Être de gauche, en France ?
À l'heure de la mondialisation, du libéralisme triomphant, de la montée des communautarismes et de la remise en question de bien des acquis sociaux, il serait bon d'essayer de redéfinir ce qu'est d'être de Gauche aujourd'hui en France.
Dans ce terme générique "Gauche" ont trouve chez nous des mouvements d'horizons divers. Des socialistes, des sociaux-démocrates, des républicains de gauche, des écologistes, des communistes, des trotskystes et des alter-mondialistes. Toutes ces tendances représentent réunies environ la moitié de l'électorat français. Pourtant, à de rares exceptions, ces différents groupes n'arrivent pas à créer une union car ils ont souvent une vision différente de la gauche.
Le modèle anglais " blairisme" semble être pour beaucoup de sociaux démocrates français la meilleure voie à suivre, l'exemple même d'une Gauche réaliste et pragmatique.
Mais n'est-ce pas là, une sorte de fatalisme ?
La Gauche doit-elle accepter que plus jamais elle ne sera la Gauche ?
Doit-elle accepter qu'il n'y a pas d'autres modèles que le capitalisme ?
Doit-elle s'adapter aux exigences de l'ultra-libéralisme ?
Doit-elle oublier que c'est au progrès d'être au service de l'humain et non le contraire ?
Doit-elle renoncer à continuer d'inventer un modèle économique et social différent, plus juste et plus humain ?
Ce sont les questions que ceux qui se pensent de Gauche doivent se poser en conscience.
Les rares fois où la Gauche s'est retrouvé unie autour d'un projet, elle a gagné et fait avancer le progrès social.
1936, le Front Populaire : la semaine des quarante heures, les congés payés.
1945, le Gouvernement d'Union Nationale : la sécurité sociale.
1981, l'Union de la Gauche : l'abolition de la peine de mort, les trente-neuf heures.
1997, la Gauche Plurielle : les trente-cinq heures et le PACS.
A part la sécurité sociale qui a été votée conjointement avec la droite gaulliste, toutes les grandes avancées sociales ont été réalisées par la Gauche.
Mais à chaque fois la gauche était en grande partie rassemblée autour d'un projet. C'est la condition pour arriver au gouvernement...

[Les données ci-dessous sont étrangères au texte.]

PR #1085, opened 2018-08-03
Remove the example due to empty range.

Nestarneal:
4..1 is an empty range. If we want to iterate from 4 to 1, we should use 4 downTo 1 instead of 4..1


AlexanderPrendota:
It's just example. So, All is file =)

PR #1465, opened 2019-09-04
Update idioms.md

AndyMarchewka-rci:
Simple idiom to check a flag in a map


p7nov:
Hi! 
Thanks for your suggestion. It looks good for certain cases. 
However, such cases are special and rare (only for maps with boolean values), so hardly should we include it into the list of common idioms for everyday use.

PR #1470, opened 2019-09-14
Small change to classes doc

BenChaimberg:
"many" is ambiguous and implies that there is a certain number of inherited classes required before the behaviour kicks in. On the other hand, "multiple" simply states that if a class inherits more than one class, then it must disambiguate the construction process.


p7nov:
Hi!
Thanks, _multiple_ definitely fits better here.

PR #1473, opened 2019-09-19
Fix kapt incremental annotation processing documentation.

Tapchicoma:
Mention that kapt incremental annotation processing is enabled by default starting version `1.3.50`.


p7nov:
Thanks!

PR #1475, opened 2019-09-28
Added Functional Programming in Kotlin

von-latinski:
Hi,

I thought this new early-access book on Kotlin might be a valuable resource for your list.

Malheureusement aujourd'hui, à l'aube d'une grande échéance, ces conditions n'ont pas l'air d'être réunies. Des trois candidats affichés du PS aucun ne semble emporter l'adhésion des autres partis de Gauche. Or le PS représente tout au plus 35% de l'électorat. Sans le soutien des Verts et du PC, et sans programme commun, le PS ne peut donc pas prétendre à gouverner demain.
Pourtant la Gauche doit gagner !!!
Bien sûr, beaucoup au PS espère aujourd'hui l'élection triomphante de Ségolène Royal en imaginant qu'elle sera suivie d'une vague rose aux législatives, leur donnant ainsi une majorité absolue pour 5 ans sans compte à rendre aux autres sensibilités de Gauche.

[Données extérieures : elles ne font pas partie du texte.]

PR #1481, opened 2019-10-01
Added idiom TODO()

eekboom:
IMHO this is a very unambiguous idiom. (Can't think of any reason not do use it.)

### DIFF
--- a/pages/docs/reference/idioms.md
+++ b/pages/docs/reference/idioms.md
@@ -381,3 +381,14 @@ a = b.also { b = a }
 ```
 </div>
 
+### TODO(): Marking code as incomplete
+ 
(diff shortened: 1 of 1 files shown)


pages/docs/reference/idioms.md
```diff
@@ -381,3 +381,14 @@ a = b.also { b = a }
 ```
 </div>
 
+### TODO(): Marking code as incomplete
+ 
+Kotlin's standard library has a `TODO()` function that will always throw a `NotImplementedError`.
+Its return type is `Nothing` so it can be used regardless of expected type.
+There's also an overload that accepts a reason parameter:
```
p7nov:
```suggestion
There's also an overload that accepts a String `reason` parameter:
```

p7nov:
Thanks for adding, this is really useful.

PR #1487, opened 2019-10-11
Adds demo for passing arguments to kts files

fowlerwill:
This update adds a sample for the reader to understand how to pass a command line argument containing a `-` to a kotlin script.


p7nov:
Thanks for the addition!

PR #1488, opened 2019-10-18
Remove broken link to a user group

frost13it:
Novosibirsk Kotlin User Group (https://vk.com/kotlin54) seems to be nonexistent.


p7nov:
Unfortunately, it is. Thanks for noticing.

Cela relève d'un calcul politique qui d'abord est risqué et qui, de plus, fait preuve d'un grand manque d'ouverture et d'une volonté affichée d'hégémonie.
Parce que citoyen ne veut pas forcément dire militant, le peuple de Gauche dans sa diversité doit se rassembler, faire entendre sa voix aux différents partis. Il faut trouver un candidat de rassemblement au sein de la gauche. Une personne honnête et compétente avec de vraies valeurs de Gauche, capable de gagner et de diriger le pays.
Les partis de gauche doivent, pour un temps, oublier l'esprit boutiquier, l'heure est trop grave et la tâche à accomplir est énorme.
Seule compte une vraie victoire de Gauche face à une Droite réactionnaire et populiste.
Quelles sont donc les valeurs dans lesquelles toute personne de Gauche peut se retrouver ?
Une égalité des chances mais aussi des moyens,
Une justice indépendante et responsable,
Un système de santé de qualité accessible de la même manière à tous,
Un système éducatif laïc performant sur l'ensemble du territoire,
Un combat permanent contre toutes formes de discriminations,
Une volonté de toujours chercher un système plus humain, plus juste,
Une vraie représentativité des citoyens,
Un gouvernement honnête au service du peuple,
Le Collectif "la Gauche Plurielle" vous invite à le rejoindre autour de ces valeurs dans un débat citoyen au-delà des partis, pour soutenir le moment venu la personne que nous jugerons ensemble la plus apte à nous conduire à la victoire.
Jean-Yves Chalangeas - Membre du "Collectif la Gauche plurielle"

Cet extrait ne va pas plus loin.